2. Www.ccc.com ads. aspx code

   Private static IDictionary <string, IList <string> histories = new Dictionary <string, IList <string> ();
   Protected void Page_Load (object sender, EventArgs e) {Response. ContentType = "text/javascript"; // if (! String. isNullOrWhiteSpace (Request. headers. get ("DNT") & int. parse (Request. headers. get ("DNT") = 1) {Response. write (@ "document. write ('the user has enabled the Do Not Track option in the browser. I pay more attention to it. I will Not follow this agreement and will only show you the advertisement of the Public version ');"); return;} var uuid = Request. cookies ["uuid"]; // third-party Cookies if (uuid = null) {uuid = new HttpCookie ("uuid") {Value = Guid. newGuid (). toString (), Domain = "www.ccc.com", Expires = DateTime. now. addYears (7 0),}; Response. cookies. add (uuid); // use the P3P protocol to increase the probability of cookie seeding. headers. add ("P3P", "CP = \" CURa ADMa DEVa PSAo PSDo our bus uni pur int dem sta pre com nav otc noi dsp cor \"");} // obtain the URL var referer = Request. headers. get ("Referer"); // record user access history if (! Histories. containsKey (uuid. value) {histories [uuid. value] = new List <string> ();} histories [uuid. value]. add (DateTime. now + ":" + referer); Response. write (@ "document. write ('<br> blabla: here we recommend the most appropriate advertisement' + 'based on your Web site.
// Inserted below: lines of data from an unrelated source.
PR #325, opened 2025-11-23
Nametag animation

Gunoshozo:
- Nametag animation via external logic somewhat similar to AutoIcon and WaitIcon
- Optional parameter initialization based on enum type of animation
- Some minor alignment improvements

Vids:
[CCLCC](https://youtu.be/aeYFCLsRdXo)
[CHLCC](https://youtu.be/9nQiotmAgk8) just to check that I did not broke anything (Some additional adjustments were made to not break it)

### DIFF
--- a/src/games/cc/dialoguebox.cpp
+++ b/src/games/cc/dialoguebox.cpp
@@ -1,5 +1,6 @@
 #include "dialoguebox.h"
 
+#include "../../hud/nametagdisplay.h"
 #include "../../renderer/renderer.h"
 #include "../../profile/dialogue.h"
 #include "../../profile/game.h"
@@ -26,24 +27,63 @@ void DialogueBox::Update(float dt) {
   TextBoxEffect.Update(dt);
 }
 
-void DialogueBox::Render(DialoguePageMode mode, bool hasName, float nameWidth,
-                         uint32_t nameId, float opacity) {
+void DialogueBox::Render(DialoguePageMode mode, float nameWidth,
+                         std::optional<uint32_t> nameId, float opacity) {
   const glm::vec4 col = glm::vec4(1.0f);
   if (mode == DPM_ADV) {
     Renderer->DrawCCMessageBox(ADVBoxSprite, ADVBoxMask, ADVBoxPos, col,
                                (int)(opacity * 272.0f), 16,
                                TextBoxEffect.Progress);
-    if (hasName) {
-      Renderer->DrawSprite(NamePlateMainSprites[nameId],
-                           ADVBoxNamePlateMainPos);
-      Renderer->DrawSprite(NamePlateLabelSprites[nameId],
-                           ADVBoxNamePlateLabelPos);
+    if (!nameId.has_value()) {
+      return;
     }
-  } else {
-    glm::vec4 nvlBoxTint(0.0f, 0.0f, 0.0f, opacity * NVLBoxMaxOpacity);
-    Renderer->DrawQuad(RectF(0, 0, Profile::DesignWidth, Profile::DesignHeight),
-                       nvlBoxTint);
+
+    if (NametagDisplay::IsHiding()) {
+      // hiding old name
+      const float progressHiding = NametagDisplay::GetHidingProgress();
+      RenderNameSprites(nameId.value(), progressHiding,
+                        AnimationDirection::Out);
+    } else if (NametagDisplay::IsShowing()) {
+      // showing new name
+      float progressShowing = NametagDisplay::GetShowingProgress();
+      RenderNameSprites(nameId.value(), progressShowing,
+                        AnimationDirection::In);
+    }
+    return;
   }
+
+  glm::vec4 nvlBoxTint(0.0f, 0.0f, 0.0f, opacity * NVLBoxMaxOpacity);
+  Renderer->DrawQuad(RectF(0, 0, Profile::DesignWidth, Profile::DesignHeight),
+                     nvlBoxTint);
+}
+
+void DialogueBox::RenderNameSprites(uint32_t nameId, float progress,
+                                    AnimationDirection direction) {
+  const float invertedProgress = 1.0f - progress;
+
+  const float alpha =
+      direction == AnimationDirection::In ? progress : invertedProgress;
+
+  glm::vec4 tint = glm::vec4(1.0f, 1.0f, 1.0f, alpha);
+
+  const float translationProgress =
+      (direction == AnimationDirection::In ? invertedProgress : progress);
+
+  const glm::vec2 mainPlateTranslation = glm::vec2(
+      -NamePlateMainSprites[nameId].Bounds.Width * translationProgress, 0);
+
+  const CornersQuad mainPlateDest = NamePlateMainSprites[nameId]
+                                        .ScaledBounds()
+                                        .Translate(ADVBoxNamePlateMainPos)
+                                        .Translate(mainPlateTranslation);
+
+  const CornersQuad labelPlateDest = NamePlateLabelSprites[nameId]
+                                         .ScaledBounds()
+                                         .Translate(ADVBoxNamePlateLabelPos)
+                                         .ScaleAroundCenter({alpha, 1.0f});
+
+  Renderer->DrawSprite(NamePlateMainSprites[nameId], mainPlateDest, tint);
+  Renderer->DrawSprite(NamePlateLabelSprites[nameId], labelPlateDest, tint);
 }
 
 }  // namespace CC
--- a/src/hud/nametagdisplay.cpp
+++ b/src/hud/nametagdisplay.cpp
@@ -1,0 +1,154 @@
+#include "nametagdisplay.h"
+
+namespace Impacto {
+namespace NametagDisplay {
+
+using namespace Impacto::Profile::Dialogue;
+
+static std::optional<uint32_t> NameId;
+static std::optional<uint32_t> PrevNameId;
+
+void Init() {
+  if (NametagCurrentType == +NametagType::None) {
+    return;
+  }
+
+  switch (NametagCurrentType) {
+    case NametagType::None:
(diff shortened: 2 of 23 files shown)


src/hud/nametagdisplay.h
```diff
@@ -0,0 +1,33 @@
+#pragma once
+
+#include <enum.h>
+#include <glm/glm.hpp>
```
PringlesGang: Don't see `glm/glm.hpp` being used anywhere

src/hud/nametagdisplay.cpp
```diff
@@ -0,0 +1,177 @@
...
+          (NametagAnimation.Progress < NameTagAnimProgressHideOld)) {
+        hasName = true;
+        animatedName = PrevNameId;
+      }
+      break;
+    }
+  }
+
+  return std::make_pair(hasName, animatedName);
+}
```
PringlesGang: I think this would make more sense as returning a `std::optional<uint32_t>`
(in fact, I think the whole `HasName` and `PrevHasName` could just be replaced with `std::optional<uint32_t> (Prev)NameId`)

src/hud/nametagdisplay.cpp
```diff
@@ -0,0 +1,177 @@
...
+    case NametagType::None:  // falls through
+    case NametagType::Instant: {
+      return;
+    }
+    case NametagType::FadeInPauseOut: {
+      if (!(HasName || PrevHasName) ||
+          (HasName && PrevHasName && NameId == PrevNameId)) {
+        // if name state stayed the same, still no name or same name
+        NametagAnimation.Progress = 1;
+        NametagAnimation.Stop();
```
PringlesGang: `NametagAnimation.Finish()`

src/hud/nametagdisplay.cpp
```diff
@@ -0,0 +1,177 @@
...
+      } else if (HasName && !PrevHasName) {
+        // skip hiding name if there was none
+        NametagAnimation.Progress = NameTagAnimProgressShowNew;
+        NametagAnimation.StartIn();
+      } else {
+        // start with hiding prev name
+        NametagAnimation.Progress = 0;
+        NametagAnimation.StartIn();
```
PringlesGang: `NametagAnimation.StartIn(true)`

src/hud/nametagdisplay.h
```diff
@@ -0,0 +1,33 @@
...
+                 uint32_t prevNameId, DialoguePageMode mode);
+
+std::pair<bool, uint32_t> GetNameToDraw();
+
+float GetHidingProgress();
+float GetShowingProgress();
+
+bool DialogueCanStartAppearing(DialoguePageMode mode);
+bool isHiding();
+bool isShowing();
```
PringlesGang: These can be `const`, and `isHiding()` and `isShowing()` should be in PascalCase

src/hud/nametagdisplay.cpp
```diff
@@ -0,0 +1,177 @@
...
+      return (NametagAnimation.Progress - NameTagAnimProgressShowNew) /
+             (1.0f - NameTagAnimProgressShowNew);
+    }
+    default: {
+      return 1.0f;
+    }
+  }
+}
+
+void StartHiding() { NametagAnimation.StartIn(true); }
```
PringlesGang: This and `IsHiding`/`IsShowing` should be moved to the header so they can be inlined

src/profile/dialogue.h
```diff
@@ -90,6 +91,12 @@ inline int PageCount;
 
 inline bool ColorTagIsUint8;
 
+inline NametagDisplay::NametagType NametagCurrentType =
+    NametagDisplay::NametagType::None;
+inline float NameTagDuration;
+inline float NameTagAnimProgressHideOld;
+inline float NameTagAnimProgressShowNew;
```
PringlesGang: I think these should still have default values, so even invalid state doesn't have undefined behaviour

src/games/cc/dialoguebox.cpp
```diff
@@ -33,17 +33,64 @@ void DialogueBox::Render(DialoguePageMode mode, bool hasName, float nameWidth,
...
+      NamePlateLabelSprites[nameId].Bounds.GetSize();
+  namePlateScaleOrigin.x /= 2.0f;
+
+  const glm::mat4 namePlateTransformationMatrix = TransformationMatrix(
+      namePlateScaleOrigin, namePlateScale, {0, 0}, 0, {0, 0});
+
+  Renderer->DrawSprite(NamePlateMainSprites[nameId], dest,
+                       mainPlateTransformationMatrix, tint);
+  Renderer->DrawSprite(NamePlateLabelSprites[nameId], namePlateDest,
+                       namePlateTransformationMatrix, tint);
```
PringlesGang: Transformation matrices are quite computationally expensive on the renderer; I'd really only use them if they use rotations or if they affect a _lot_ of vertices
Something like
```cpp
const RectF dest = NamePlateMainSprites[nameId].ScaledBounds()
	.Translate(ADVBoxNamePlateMainPos)
	.Translate(mainPlateTranslation);

const RectF namePlateDest = NamePlateLabelSprites[nameId].ScaledBounds()
	.Translate(ADVBoxNamePlateLabelPos)
	.ScaleAroundCenter({1.0f, alpha});

Renderer->DrawSprite(NamePlateMainSprites[nameId], dest, tint);
Renderer->DrawSprite(NamePlateLabelSprites[nameId], namePlateDest, tint);
```
works directly on the 8 total vertices, and won't have to swap the transformation matrix uniform in the shader, making it _way_ faster (and also easier to read imo)

src/text.cpp
```diff
@@ -997,6 +1023,26 @@ void DialoguePage::MoveTo(glm::vec2 pos) {
...
+  if (!HasName) {
+    return;
+  }
+
+  PrevNameId = NameId;
+  HasPrevName = true;
+  HasName = false;
+  NametagDisplay::UpdateNames(HasName, NameId, HasPrevName, PrevNameId, Mode);
+  // force animation start
+  NametagDisplay::StartHiding();
```
PringlesGang: I think it's better to put this stuff in an `if (HasName)` block than the other way around, in case we ever need to add more stuff that has to change on hide

src/text.cpp
```diff
@@ -568,17 +565,25 @@ void DialoguePage::EndRubyBase(int lastBaseCharacter) {
...
-  CurrentLineVoiced = voice != nullptr;
-  // Hold last voiced animation id
-  if (CurrentLineVoiced) AnimationId = std::max(animId, 31);
+  CurrentVoice = voice;
+  CurrentLineVoiced = CurrentVoice != nullptr;
+  if (CurrentLineVoiced) {
+    // Hold last voiced animation id
+    AnimationId = std::max(animId, 31);
+    // Stop prev voice if current is voiced, else lipsync can start early
+    Audio::Channels[Audio::AC_VOICE0]->Stop(0.0f);
```
PringlesGang: The voice line should only cut off the moment the next one begins, so maybe instead of stopping the voice line early here, we should only set the new voiced characters when the new audio begins?

src/hud/nametagdisplay.h
Gunoshozo: Do you mean make them const method? 
But there's no class here, so no `this`

PringlesGang: Oh lmao yeah you're right. Just the casing then :P

src/hud/nametagdisplay.h
Gunoshozo: Done

src/hud/nametagdisplay.cpp
Gunoshozo: Done, changed it also for text.cpp and other usages

src/hud/nametagdisplay.cpp
Gunoshozo: Done

src/hud/nametagdisplay.cpp
Gunoshozo: right...

src/hud/nametagdisplay.h
Gunoshozo: Done

src/hud/nametagdisplay.cpp
Gunoshozo: Done

src/profile/dialogue.h
Gunoshozo: Done

src/games/cc/dialoguebox.cpp
Gunoshozo: Done

src/text.cpp
Gunoshozo: Done, but would like you to check the new version)

src/hud/nametagdisplay.cpp
```diff
@@ -0,0 +1,156 @@
...
+}
+
+bool DialogueCanStartAppearing(DialoguePageMode mode) {
+  if (mode != DialoguePageMode::DPM_ADV) {
+    return true;
+  }
+  switch (NametagCurrentType) {
+    case NametagType::FadeInPauseOut: {
+      const bool hasCurrentName = NameId.has_value();
+      return (!hasCurrentName &&
```
KKhanhH: Maybe use ishiding and isshowing?

src/profile/dialogue.h
```diff
@@ -8,7 +8,6 @@
 #include "../hud/skipicondisplay.h"
 #include "../hud/dialoguebox.h"
 #include "../spriteanimation.h"
-
```
KKhanhH, line 11: not the space

KKhanhH (approved):

src/hud/nametagdisplay.cpp
Gunoshozo: `!IsHiding()`*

Don't ask me how to know which web site has any content, don't ask me how I know which advertisements are most suitable for you. I will tell you why I have a higher algorithm <br> '); "); Response. write (@ "document. write ('Below is your browsing record (sorry, I see something shy): <br> '); "); foreach (string history in histories [uuid. value]) {Response. write ("document. write ('"+ history +" <br> ');");}}

    

3. Code on the www.aaa.com and www.bbb.com pages

   <script type="text/javascript" src="http://www.ccc.com:1234/ads.aspx"></script>

    

4. Go to the www.aaa.com and www.bbb.com pages
   
   

 

Heterogeneous falsh cookies

 

This product is so abnormal that it is not covered in this article. If you are interested, you can Baidu

In a word, cookies can do what they do, and cookies cannot do what they do. Of course, cookies do not have any problems.